BEGIN Dataset entries

PR #1666, opened 2020-11-19
prevent unintentionally extending cache TTL

robfletcher:
An issue arose recently where a new base AMI caused a new version of an image to get baked. Because on some instances the older image was cached Keel could arbitrarily pick either of the two available images (the one with the older base AMI, and the one with the newer one). This caused the desired state to flip-flop depending on which Keel instance checked it.

Exacerbating this is the fact that the cache is aggressively primed with any other regions found in the image. This meant that although the cache has a TTL of 1 hour it kept getting refreshed with the same value, extending the TTL.

This PR attempts to ensure we only prime the cache with additional regions if it currently doesn't contain a mapping for the app version / account / region combination, or the cached image is older than the one just retrieved from CloudDriver.

### DIFF
--- a/keel-clouddriver/src/main/kotlin/com/netflix/spinnaker/keel/clouddriver/ImageService.kt
+++ b/keel-clouddriver/src/main/kotlin/com/netflix/spinnaker/keel/clouddriver/ImageService.kt
@@ -17,6 +17,7 @@
  */
 package com.netflix.spinnaker.keel.clouddriver
 
+import com.github.benmanes.caffeine.cache.AsyncCache
 import com.netflix.frigga.ami.AppVersion
 import com.netflix.spinnaker.keel.api.artifacts.DeliveryArtifact
 import com.netflix.spinnaker.keel.caffeine.CacheFactory
@@ -37,7 +38,6 @@ import kotlinx.coroutines.coroutineScope
 import kotlinx.coroutines.future.await
 import org.slf4j.Logger
 import org.slf4j.LoggerFactory
-import java.util.concurrent.CompletableFuture.completedFuture
 
 class ImageService(
   private val cloudDriverService: CloudDriverService,
@@ -128,16 +128,30 @@ class ImageService(
     appVersion: AppVersion,
     account: String,
     region: String
-  ): NamedImage? =
-    namedImageCache
-      .get(NamedImageCacheKey(appVersion, account, region))
-      .await()
+  ): NamedImage? {
+    val key = NamedImageCacheKey(appVersion, account, region)
+    return namedImageCache.get(key).await()
       // prime the cache if the image is also in other regions
       ?.also { image ->
         (image.amis.keys - region).forEach { otherRegion ->
-          namedImageCache.put(NamedImageCacheKey(appVersion, account, otherRegion), completedFuture(image))
+          namedImageCache.putIfMissingOrOlderThan(key.copy(region = otherRegion), image)
         }
       }
+  }
+
+  private fun AsyncCache<NamedImageCacheKey, NamedImage>.putIfMissingOrOlderThan(
+    key: NamedImageCacheKey,
+    image: NamedImage
+  ) {
+    synchronous().apply {
+      val updateCache = getIfPresent(key)
+        ?.let { it.creationDate < image.creationDate }
+        ?: true
+      if (updateCache) {
+        put(key, image)
+      }
+    }
+  }
 
   suspend fun findBaseAmiVersion(baseImageName: String): String {
     return cloudDriverService.namedImages(DEFAULT_SERVICE_ACCOUNT, baseImageName, "test")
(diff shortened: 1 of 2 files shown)


keel-clouddriver/src/main/kotlin/com/netflix/spinnaker/keel/clouddriver/ImageService.kt
```diff
@@ -128,16 +128,30 @@ class ImageService(
...
-      .get(NamedImageCacheKey(appVersion, account, region))
-      .await()
+  ): NamedImage? {
+    val key = NamedImageCacheKey(appVersion, account, region)
+    return namedImageCache.get(key).await()
       // prime the cache if the image is also in other regions
       ?.also { image ->
         (image.amis.keys - region).forEach { otherRegion ->
-          namedImageCache.put(NamedImageCacheKey(appVersion, account, otherRegion), completedFuture(image))
+          namedImageCache.putIfMissingOrOlderThan(key.copy(region = otherRegion), image)
```
robfletcher, line 137: Instead of _always_ adding the image to the cache for any other regions, only do so if it's not cached currently, or the current cached image is older than this one

keel-clouddriver/src/main/kotlin/com/netflix/spinnaker/keel/clouddriver/ImageService.kt
```diff
@@ -128,16 +128,30 @@ class ImageService(
...
+  ) {
+    synchronous().apply {
+      val updateCache = getIfPresent(key)
+        ?.let { it.creationDate < image.creationDate }
+        ?: true
+      if (updateCache) {
+        put(key, image)
+      }
+    }
+  }
```
robfletcher, line 154: This is the implementation of that logic. It operates on a `synchronous` view of the cache as it's using `getIfPresent` to avoid calling CloudDriver so there's no need to handle the result asynchronously.

keel-ec2-api/src/main/kotlin/com/netflix/spinnaker/keel/api/ec2/ServerGroup.kt
```diff
@@ -69,6 +69,7 @@ data class ServerGroup(
   }
 
   data class ActiveServerGroupImage(
+    @get:ExcludedFromDiff
     val imageId: String,
     val appVersion: String?,
     val baseImageVersion: String?,
```
robfletcher, line 75: There seems to be no compelling reason to include `imageId` in the diff we generate. It's meaningless to users and the information we need to decide whether to redeploy is contained in `appVersion` and `baseImageVersion`. If either of those changes, we'll re-deploy. The `imageId` field is necessary when we launch the Orca task but not in the diff.

keel-clouddriver/src/main/kotlin/com/netflix/spinnaker/keel/clouddriver/ImageService.kt
```diff
@@ -152,35 +166,6 @@ class ImageService(
...
-
-    if (appversion.size != 3) {
-      return false
-    }
-
-    if (appversion[1] != buildName || appversion[2] != buildNumber) {
-      return false
-    }
-    return true
-  }
```
robfletcher, line 182: Both these methods were unused

emjburns (approved):
Seems reasonable to me

lorin (approved):
## My understanding

The ImageResolver uses an in-memory cache to cache the AMI (image ids) associated with the most recent version of a baked image for an artifact version. Because of AWS's architecture, the same logical version of an (artifact version, base os) will have a different AMI in region, so we need a separate cache entry for each region that an artifact will be deployed to as specified in the delivery config. (Presumably, the same happens for account).

This means that an AMI is uniquely identified by a (version, account, region) triple. However, the value stored in the cache is a `NamedImage` object which contains the AMIs for all of the accounts/regions associated with the image name.

Because's the cache is in-memory, the state of the cache can vary by instance. For example, after a baseos update, one keel instance may have a stale version of the latest baseos AMI, and another instance may have the newer version of the baseos update.

If two different keel instances have different views of the latest version of baseos, then we can get flapping behavior where the ImageResolvers on the different instances keep computing different values for the `desired` state of the image id of the cluster.

The namedImageCache of the ImageService has a TTL of 60 minutes, so in theory it should settle down after at most an hour. However, there was logic in the ImageService to handle the case where the image was baked in multiple regions. In that case, the retrieved value was re-added to the cache for the other (version, account, region) triples. By re-adding them to the cache, this had the effect of resetting the TTLs for those other regions. If the image resolver queried the cache for two different regions often enough, the cache would never expire.

The proposed fix is to only re-add data to the cache in cases where:

* it's not there yet
* the cached data is stale

Here's the decision table. Note that we only care about cases where there's multi-region data, since it only updates the cache 
for regions other than the one that was just retrieves.

| Multi-reigon data | (version, account, region) entry exists in cache | cached image is older than river data | **prime cache?** |
| ----------------- | ------------------------------------------------ | ------------------------------------- | ---------------- |
| T                 | T                                                | T                                     | T                |
| T                 | T                                                | F                                     | F                |
| T                 | F                                                | \*                                    | T                |
| F                 | \*                                               | \*                                    | F                |


## Feedback

Looks good to me!

While this fix doesn't prevent the problem of inconsistent cached image data across keel nodes, it's definitely an improvement over the current situation.

Issue #1668, opened 2020-11-19
Building is failing because of new environment variable


saimadineni:
./gradlew build causes this issue
: Unexpected exception during bean creation; nested exception is java.lang.IllegalArgumentException: Could not resolve placeholder 'spinnaker.baseUrl' in value "${spinnaker.baseUrl}
This PR https://github.com/spinnaker/keel/pull/1669 to solve the issue.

END Dataset entries

Work item >>
Return every record, word for word.

Response to this exercise >>
PR #1666, opened 2020-11-19
prevent unintentionally extending cache TTL

robfletcher:
An issue arose recently where a new base AMI caused a new version of an image to get baked. Because on some instances the older image was cached Keel could arbitrarily pick either of the two available images (the one with the older base AMI, and the one with the newer one). This caused the desired state to flip-flop depending on which Keel instance checked it.

Exacerbating this is the fact that the cache is aggressively primed with any other regions found in the image. This meant that although the cache has a TTL of 1 hour it kept getting refreshed with the same value, extending the TTL.

This PR attempts to ensure we only prime the cache with additional regions if it currently doesn't contain a mapping for the app version / account / region combination, or the cached image is older than the one just retrieved from CloudDriver.

### DIFF
--- a/keel-clouddriver/src/main/kotlin/com/netflix/spinnaker/keel/clouddriver/ImageService.kt
+++ b/keel-clouddriver/src/main/kotlin/com/netflix/spinnaker/keel/clouddriver/ImageService.kt
@@ -17,6 +17,7 @@
  */
 package com.netflix.spinnaker.keel.clouddriver
 
+import com.github.benmanes.caffeine.cache.AsyncCache
 import com.netflix.frigga.ami.AppVersion
 import com.netflix.spinnaker.keel.api.artifacts.DeliveryArtifact
 import com.netflix.spinnaker.keel.caffeine.CacheFactory
@@ -37,7 +38,6 @@ import kotlinx.coroutines.coroutineScope
 import kotlinx.coroutines.future.await
 import org.slf4j.Logger
 import org.slf4j.LoggerFactory
-import java.util.concurrent.CompletableFuture.completedFuture
 
 class ImageService(
   private val cloudDriverService: CloudDriverService,
@@ -128,16 +128,30 @@ class ImageService(
     appVersion: AppVersion,
     account: String,
     region: String
-  ): NamedImage? =
-    namedImageCache
-      .get(NamedImageCacheKey(appVersion, account, region))
-      .await()
+  ): NamedImage? {
+    val key = NamedImageCacheKey(appVersion, account, region)
+    return namedImageCache.get(key).await()
       // prime the cache if the image is also in other regions
       ?.also { image ->
         (image.amis.keys - region).forEach { otherRegion ->
-          namedImageCache.put(NamedImageCacheKey(appVersion, account, otherRegion), completedFuture(image))
+          namedImageCache.putIfMissingOrOlderThan(key.copy(region = otherRegion), image)
         }
       }
+  }
+
+  private fun AsyncCache<NamedImageCacheKey, NamedImage>.putIfMissingOrOlderThan(
+    key: NamedImageCacheKey,
+    image: NamedImage
+  ) {
+    synchronous().apply {
+      val updateCache = getIfPresent(key)
+        ?.let { it.creationDate < image.creationDate }
+        ?: true
+      if (updateCache) {
+        put(key, image)
+      }
+    }
+  }
 
   suspend fun findBaseAmiVersion(baseImageName: String): String {
     return cloudDriverService.namedImages(DEFAULT_SERVICE_ACCOUNT, baseImageName, "test")
(diff shortened: 1 of 2 files shown)


keel-clouddriver/src/main/kotlin/com/netflix/spinnaker/keel/clouddriver/ImageService.kt
```diff
@@ -128,16 +128,30 @@ class ImageService(
...
-      .get(NamedImageCacheKey(appVersion, account, region))
-      .await()
+  ): NamedImage? {
+    val key = NamedImageCacheKey(appVersion, account, region)
+    return namedImageCache.get(key).await()
       // prime the cache if the image is also in other regions
       ?.also { image ->
         (image.amis.keys - region).forEach { otherRegion ->
-          namedImageCache.put(NamedImageCacheKey(appVersion, account, otherRegion), completedFuture(image))
+          namedImageCache.putIfMissingOrOlderThan(key.copy(region = otherRegion), image)
```
robfletcher, line 137: Instead of _always_ adding the image to the cache for any other regions, only do so if it's not cached currently, or the current cached image is older than this one

keel-clouddriver/src/main/kotlin/com/netflix/spinnaker/keel/clouddriver/ImageService.kt
```diff
@@ -128,16 +128,30 @@ class ImageService(
...
+  ) {
+    synchronous().apply {
+      val updateCache = getIfPresent(key)
+        ?.let { it.creationDate < image.creationDate }
+        ?: true
+      if (updateCache) {
+        put(key, image)
+      }
+    }
+  }
```
robfletcher, line 154: This is the implementation of that logic. It operates on a `synchronous` view of the cache as it's using `getIfPresent` to avoid calling CloudDriver so there's no need to handle the result asynchronously.

keel-ec2-api/src/main/kotlin/com/netflix/spinnaker/keel/api/ec2/ServerGroup.kt
```diff
@@ -69,6 +69,7 @@ data class ServerGroup(
   }
 
   data class ActiveServerGroupImage(
+    @get:ExcludedFromDiff
     val imageId: String,
     val appVersion: String?,
     val baseImageVersion: String?,
```
robfletcher, line 75: There seems to be no compelling reason to include `imageId` in the diff we generate. It's meaningless to users and the information we need to decide whether to redeploy is contained in `appVersion` and `baseImageVersion`. If either of those changes, we'll re-deploy. The `imageId` field is necessary when we launch the Orca task but not in the diff.

keel-clouddriver/src/main/kotlin/com/netflix/spinnaker/keel/clouddriver/ImageService.kt
```diff
@@ -152,35 +166,6 @@ class ImageService(
...
-
-    if (appversion.size != 3) {
-      return false
-    }
-
-    if (appversion[1] != buildName || appversion[2] != buildNumber) {
-      return false
-    }
-    return true
-  }
```
robfletcher, line 182: Both these methods were unused

emjburns (approved):
Seems reasonable to me

lorin (approved):
## My understanding

The ImageResolver uses an in-memory cache to cache the AMI (image ids) associated with the most recent version of a baked image for an artifact version. Because of AWS's architecture, the same logical version of an (artifact version, base os) will have a different AMI in region, so we need a separate cache entry for each region that an artifact will be deployed to as specified in the delivery config. (Presumably, the same happens for account).

This means that an AMI is uniquely identified by a (version, account, region) triple. However, the value stored in the cache is a `NamedImage` object which contains the AMIs for all of the accounts/regions associated with the image name.

Because's the cache is in-memory, the state of the cache can vary by instance. For example, after a baseos update, one keel instance may have a stale version of the latest baseos AMI, and another instance may have the newer version of the baseos update.

If two different keel instances have different views of the latest version of baseos, then we can get flapping behavior where the ImageResolvers on the different instances keep computing different values for the `desired` state of the image id of the cluster.

The namedImageCache of the ImageService has a TTL of 60 minutes, so in theory it should settle down after at most an hour. However, there was logic in the ImageService to handle the case where the image was baked in multiple regions. In that case, the retrieved value was re-added to the cache for the other (version, account, region) triples. By re-adding them to the cache, this had the effect of resetting the TTLs for those other regions. If the image resolver queried the cache for two different regions often enough, the cache would never expire.

The proposed fix is to only re-add data to the cache in cases where:

* it's not there yet
* the cached data is stale

Here's the decision table. Note that we only care about cases where there's multi-region data, since it only updates the cache 
for regions other than the one that was just retrieves.

| Multi-reigon data | (version, account, region) entry exists in cache | cached image is older than river data | **prime cache?** |
| ----------------- | ------------------------------------------------ | ------------------------------------- | ---------------- |
| T                 | T                                                | T                                     | T                |
| T                 | T                                                | F                                     | F                |
| T                 | F                                                | \*                                    | T                |
| F                 | \*                                               | \*                                    | F                |


## Feedback

Looks good to me!

While this fix doesn't prevent the problem of inconsistent cached image data across keel nodes, it's definitely an improvement over the current situation.

Issue #1668, opened 2020-11-19
Building is failing because of new environment variable


saimadineni:
./gradlew build causes this issue
: Unexpected exception during bean creation; nested exception is java.lang.IllegalArgumentException: Could not resolve placeholder 'spinnaker.baseUrl' in value "${spinnaker.baseUrl}
This PR https://github.com/spinnaker/keel/pull/1669 to solve the issue.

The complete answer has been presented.